Power shortage disrupts life, production in China
Updated: 2011-05-12 10:36
High coal prices, low electricity prices
Analysts say another cause of the power shortages is that coal prices are surging while electricity prices are not increasing accordingly. Coal prices, which account for 70 percent of thermal power plants' costs, have more than doubled since 2005.
"The more a coal-fire power plant generates, the more money it loses. Hence even the state-run power plants lack motivation," says Lin Boqiang, head of the China Center for Energy Economics Research at Xiamen University.
Energy sector analysts are calling for reforms in electricity pricing. But Zhang Lizi, professor at North China Electric Power University, says raising electricity prices will worsen China's already runaway inflation.
Curbing coal prices will discourage coal production leading to even more shortages of supply. The best solution is to promote energy-saving to reduce demand and use the surplus power from other regions to remedy the shortages, Zhang says.
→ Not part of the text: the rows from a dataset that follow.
PR #50, opened 2022-08-02
frogger

AntonKottans:
### frogger
[Demo](https://antonkottans.github.io/frontend-nanodegree-arcade-game/) |
[Code base](https://github.com/AntonKottans/frontend-nanodegree-arcade-game/tree/changes)

Please, review.


submissions/antonkottans/frogger/app.js
```diff
@@ -0,0 +1,80 @@
+const Enemy = function (x, y, speed) {
```
A-Ostrovnyy, line 1: Use JS class syntax instead of function-constructor.

submissions/antonkottans/frogger/app.js
```diff
@@ -0,0 +1,80 @@
...
+    this.y = y;
+    this.speed = speed;
+    this.sprite = "images/enemy-bug.png";
+};
+const field = {
+    x: 4,
+    y: 4,
+};
+
+Enemy.prototype.update = function (dt) {
```
A-Ostrovnyy, line 12: Avoid writing OOP code using `.prototype` use JS class for it.

submissions/antonkottans/frogger/app.js
```diff
@@ -0,0 +1,80 @@
...
+        player.x = player.start.x;
+        player.y = player.start.y;
+    }
+};
+
+Enemy.prototype.render = function () {
+    ctx.drawImage(Resources.get(this.sprite), this.x, this.y);
+};
+
+const player = {
```
A-Ostrovnyy, line 33: Why do you write Enemy entity in OOP style and player not in OOP style? Try to keep the same code style throughout the project.

submissions/antonkottans/frogger/app.js
```diff
@@ -0,0 +1,80 @@
...
+            ? this.x--
+            : {};
+        if (this.y < 0) this.toStart();
+    },
+};
+
+const allEnemies = (() => {
+    const enemyRows = [60, 143, 225];
+    return [0, 1, 2].map((_, i) => {
+        return new Enemy(0, enemyRows[i], Math.random() * (200 - 60) + 60);
```
A-Ostrovnyy, line 67: `enemyRows[i]` is the same as 
```JS
[60, 143, 225].map((item) => item)
```
Also, what are the magic numbers in the array? Can you remember what those magic numbers are when you come back to this code in a year or two?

Demand for power is expected to grow rapidly as China's economy continues to grow rapidly. Shu Yinbiao, deputy general manager of the State Grid said China's demand for power will rise from the current 4.2 trillion KWH to 7.8 trillion KWH in 2020.
Extensive power cuts are likely in China during the summer peak if the drought worsens and coal-fire plants continue to suffer heavy losses, says Yu Yanshan, deputy head of the general administrative office of the SERC.